▶ Description of the task
Each record below needs to be copied out exactly as it stands.
╔══
PR #26, opened 2019-04-18
✨ setup pages for new dashboard

### LINKED ISSUE #25: ✨ Setup page structure for dashboard
Designs are not currently signed off, but we can make container pages for the dashboard that call the relevant data.

astroash:
- add pages to routing
- pages call relevant data
- basic title tests
- navbar shows active page

fixes #25


astroash:
> Are we just not doing those right now in the interests of speed?

Yup. We need some clarification on the navbar eg what it looks like when username is clicked. For now I have just added a logout button for dev purposes.

PR #27, opened 2019-04-18
⬇️ fix typescript compile time

astroash:
- known bug with styled-component types that slows down compile time


astroash:
🚨 self merging

PR #28, opened 2019-04-19
💅 implement basic styles

### LINKED ISSUE #24: 💅 Implement basic design for dashboard
Designs are not signed off yet, but we can start with implementing a basic version of them for now ✨

astroash:
- add style variables as enums
- remove old styling
- update existing pages to look mostly like designs
- add the basis of a navbar

fixes #24


dashboard-app/src/styles/index.css
```diff
@@ -1,11 +1,59 @@
-@import url('https://fonts.googleapis.com/css?family=Nunito:300,400,700');
+@import url('https://fonts.googleapis.com/css?family=Roboto:100,300,400');
 
 * {
-  box-sizing: border-box;
```
eliascodes: How come we're removing this?

dashboard-app/src/components/Navbar/Navigation.tsx
```diff
@@ -0,0 +1,44 @@
...
+  background-color: transparent;
+  font-size: inherit;
+  display: inherit;
+  font-weight: inherit;
+`;
+
+const Navigation: React.FunctionComponent<Props> = (props) => (
+
+  <Row between={'xs'}>
+      <Link to={'./activites'}>Activity</Link>
```
eliascodes: These look like filepaths instead of urls, is that deliberate?

dashboard-app/src/styles/index.css
astroash: Assumed this was added in the css reset, but it's not. Good spot

dashboard-app/src/components/Navbar/Navigation.tsx
astroash: Nope

PR #30, opened 2019-04-23
✨ add Error Page

### LINKED ISSUE #29: 💅 style error page like designs
- add designs
- change copy based on error type

astroash:
- change copy based on params
- add default styling to buttons

fixes #29

NOTE: briefly looked into testing but it is complicated as the component relies on url params. As this component is not vital business logic it doesn't seem worth spending time on.

### DIFF
--- a/dashboard-app/src/Error.tsx
+++ b/dashboard-app/src/Error.tsx
@@ -1,7 +1,7 @@
 import React from 'react';
 import styled from 'styled-components';
 import { RouteComponentProps, withRouter } from 'react-router-dom';
-import { Grid, Row, Col } from 'react-flexbox-grid';
+import { Grid, Row } from 'react-flexbox-grid';
 import { SpacingEnum } from './styles/style_guide';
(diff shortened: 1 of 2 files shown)


dashboard-app/src/Error.tsx
```diff
@@ -67,7 +67,7 @@ const H1 = styled(_H1)`
   margin-bottom: ${SpacingEnum.medium};
 `;
 
-const H3Padded = styled(H3)`
+const H3 = styled(_H3)`
```
astroash: This changes the spacing between elements. I've setup the `SpacingEnum` to follow the design principle of spaces being multiples of each other.

eliascodes: I just changed the name of the variable, the spacing is the same as what you set it as.

astroash: There are 2 H3 elements. Previously only one had padding attached to it, now both do.

eliascodes: Oops, my bad. Will fix.

PR #31, opened 2019-04-24
✨ Utilities package (second attempt)

### LINKED ISSUE #22: 🚀 heroku setup does not support lerna bootstrap
Current heroku setup does not support lerna. In `api` sibling `twine-util` package is unable to install as heroku uses `npm i` on install which returns a `404` for this package.

Steps taken:
- looked into whether we can easily overwrite the install script. Seems like the only way to do this is to edit the node buildpack which I think is a terrible idea
- preinstall lerna bootstrap gets caught in a loop
- postinstall is useless

A number of people seem to be using docker with heroku/learner which may be a solution. Another gave up and deployed with now 😅

~~This is being temporarily fixed by installing the package from a separate repo on gh.~~

Reverting utils refactor to be readded when this issue is solved.

eliascodes:
Extracting common utilities out of the API and into a lib directory. Generic operations on native data structures should go here.

Also use local path to specify this dependency instead of using `lerna bootstrap`.

Fixes #22


astroash:
@eliascodes is this awaiting review?

eliascodes:
Yup, forgot to move it to the right column.

astroash:
@eliascodes have you run a test build with this on heroku? Ideally I would like to avoid merging potentially breaking changes to master again. 

Also it's worth updating the docs to describe the install method used in this PR.

eliascodes:
I deployed to `twine-api-test`. Will update docs.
╚══
▶ Response area
PR #26, opened 2019-04-18
✨ setup pages for new dashboard

### LINKED ISSUE #25: ✨ Setup page structure for dashboard
Designs are not currently signed off, but we can make container pages for the dashboard that call the relevant data.

astroash:
- add pages to routing
- pages call relevant data
- basic title tests
- navbar shows active page

fixes #25


astroash:
> Are we just not doing those right now in the interests of speed?

Yup. We need some clarification on the navbar eg what it looks like when username is clicked. For now I have just added a logout button for dev purposes.

PR #27, opened 2019-04-18
⬇️ fix typescript compile time

astroash:
- known bug with styled-component types that slows down compile time


astroash:
🚨 self merging

PR #28, opened 2019-04-19
💅 implement basic styles

### LINKED ISSUE #24: 💅 Implement basic design for dashboard
Designs are not signed off yet, but we can start with implementing a basic version of them for now ✨

astroash:
- add style variables as enums
- remove old styling
- update existing pages to look mostly like designs
- add the basis of a navbar

fixes #24


dashboard-app/src/styles/index.css
```diff
@@ -1,11 +1,59 @@
-@import url('https://fonts.googleapis.com/css?family=Nunito:300,400,700');
+@import url('https://fonts.googleapis.com/css?family=Roboto:100,300,400');
 
 * {
-  box-sizing: border-box;
```
eliascodes: How come we're removing this?

dashboard-app/src/components/Navbar/Navigation.tsx
```diff
@@ -0,0 +1,44 @@
...
+  background-color: transparent;
+  font-size: inherit;
+  display: inherit;
+  font-weight: inherit;
+`;
+
+const Navigation: React.FunctionComponent<Props> = (props) => (
+
+  <Row between={'xs'}>
+      <Link to={'./activites'}>Activity</Link>
```
eliascodes: These look like filepaths instead of urls, is that deliberate?

dashboard-app/src/styles/index.css
astroash: Assumed this was added in the css reset, but it's not. Good spot

dashboard-app/src/components/Navbar/Navigation.tsx
astroash: Nope

PR #30, opened 2019-04-23
✨ add Error Page

### LINKED ISSUE #29: 💅 style error page like designs
- add designs
- change copy based on error type

astroash:
- change copy based on params
- add default styling to buttons

fixes #29

NOTE: briefly looked into testing but it is complicated as the component relies on url params. As this component is not vital business logic it doesn't seem worth spending time on.

### DIFF
--- a/dashboard-app/src/Error.tsx
+++ b/dashboard-app/src/Error.tsx
@@ -1,7 +1,7 @@
 import React from 'react';
 import styled from 'styled-components';
 import { RouteComponentProps, withRouter } from 'react-router-dom';
-import { Grid, Row, Col } from 'react-flexbox-grid';
+import { Grid, Row } from 'react-flexbox-grid';
 import { SpacingEnum } from './styles/style_guide';
(diff shortened: 1 of 2 files shown)


dashboard-app/src/Error.tsx
```diff
@@ -67,7 +67,7 @@ const H1 = styled(_H1)`
   margin-bottom: ${SpacingEnum.medium};
 `;
 
-const H3Padded = styled(H3)`
+const H3 = styled(_H3)`
```
astroash: This changes the spacing between elements. I've setup the `SpacingEnum` to follow the design principle of spaces being multiples of each other.

eliascodes: I just changed the name of the variable, the spacing is the same as what you set it as.

astroash: There are 2 H3 elements. Previously only one had padding attached to it, now both do.

eliascodes: Oops, my bad. Will fix.

PR #31, opened 2019-04-24
✨ Utilities package (second attempt)

### LINKED ISSUE #22: 🚀 heroku setup does not support lerna bootstrap
Current heroku setup does not support lerna. In `api` sibling `twine-util` package is unable to install as heroku uses `npm i` on install which returns a `404` for this package.

Steps taken:
- looked into whether we can easily overwrite the install script. Seems like the only way to do this is to edit the node buildpack which I think is a terrible idea
- preinstall lerna bootstrap gets caught in a loop
- postinstall is useless

A number of people seem to be using docker with heroku/learner which may be a solution. Another gave up and deployed with now 😅

~~This is being temporarily fixed by installing the package from a separate repo on gh.~~

Reverting utils refactor to be readded when this issue is solved.

eliascodes:
Extracting common utilities out of the API and into a lib directory. Generic operations on native data structures should go here.

Also use local path to specify this dependency instead of using `lerna bootstrap`.

Fixes #22


astroash:
@eliascodes is this awaiting review?

eliascodes:
Yup, forgot to move it to the right column.

astroash:
@eliascodes have you run a test build with this on heroku? Ideally I would like to avoid merging potentially breaking changes to master again. 

Also it's worth updating the docs to describe the install method used in this PR.

eliascodes:
I deployed to `twine-api-test`. Will update docs.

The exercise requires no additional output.